ON DELETE CASCADE: SQL Server deletes the rows in the child table that is corresponding to the row deleted from the parent table.
ON DELETE SET NULL: SQL Server sets the rows in the child table to NULL if the corresponding rows in the parent table are deleted. To execute this action, the foreign key columns must be nullable.
ON DELETE SET DEFAULT: SQL Server sets the rows in the child table to their default values if the corresponding rows in the parent table are deleted. To execute this action, the foreign key columns must have default definitions. Note that a nullable column has a default value of NULL if no default value specified.
By default, SQL Server appliesON DELETE NO ACTION if you don’t explicitly specify any action.
Update action of rows in the parent table
If you update one or more rows in the parent table, you can set one of the following actions:
ON UPDATE NO ACTION: SQL Server raises an error and rolls back the update action on the row in the parent table.

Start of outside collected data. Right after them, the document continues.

PR #549, opened 2019-02-20
Use a cached AtomicUsize tree root so it can fast-path around the pag…

spacejam:
…ecache to read the root each time


spacejam:
superceded by https://github.com/spacejam/sled/pull/554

ON UPDATE CASCADE: SQL Server updates the corresponding rows in the child table when the rows in the parent table are updated.
ON UPDATE SET NULL: SQL Server sets the rows in the child table to NULL when the corresponding row in the parent table is updated. Note that the foreign key columns must be nullable for this action to execute.
ON UPDATE SET DEFAULT: SQL Server sets the default values for the rows in the child table that have the corresponding rows in the parent table updated.
FOREIGN KEY (foreign_key_columns)
REFERENCES parent_table(parent_key_columns)
ON UPDATE <action>
ON DELETE <action>;
See the reference tutorial.
It's an excellent question, I had the same question yesterday. I thought about this problem, specifically SEARCHED if existed something like "ON UPDATE CASCADE" and fortunately the designers of SQL had also thought about that. I agree with Ted.strauss, and I also commented Noran's case.
When did I use it? Like Ted pointed out, when you are treating several databases at one time, and the modification in one of them, in one table, has any kind of reproduction in what Ted calls "satellite database", can't be kept with the very original ID, and for any reason you have to create a new one, in case you can't update the data on the old one (for example due to permissions, or in case you are searching for fastness in a case that is so ephemeral that doesn't deserve the absolute and utter respect for the total rules of normalization, simply because will be a very short-lived utility)
So, I agree in two points:
(A.) Yes, in many times a better design can avoid it; BUT
(B.) In cases of migrations, replicating databases, or solving emergencies, it's a GREAT TOOL that fortunately was there when I went to search if it existed.
My comment is mainly in reference to point #3: under what circumstances is ON UPDATE CASCADE applicable if we're assuming that the parent key is not updateable? Here is one case.
I am dealing with a replication scenario in which multiple satellite databases need to be merged with a master. Each satellite is generating data on the same tables, so merging of the tables to the master leads to violations of the uniqueness constraint. I'm trying to use ON UPDATE CASCADE as part of a solution in which I re-increment the keys during each merge. ON UPDATE CASCADE should simplify this process by automating part of the process.
To add to other great answers here it is important to use ON UPDATE CASCADE (or on DELETE CASCADE...) cautiously. Operations on tables with this specification require exclusive lock on underlaying relations.
If you have multiple CASCADE definitions in one table (as in other answer), and especially multiple tables using same definitions, and multiple users updating, this can create a deadlock when one process acquires exclusive lock on first underlaying table, other exclusive lock on second, and they block out each other by none of them being able to get both (all) exclusive locks to perform operation.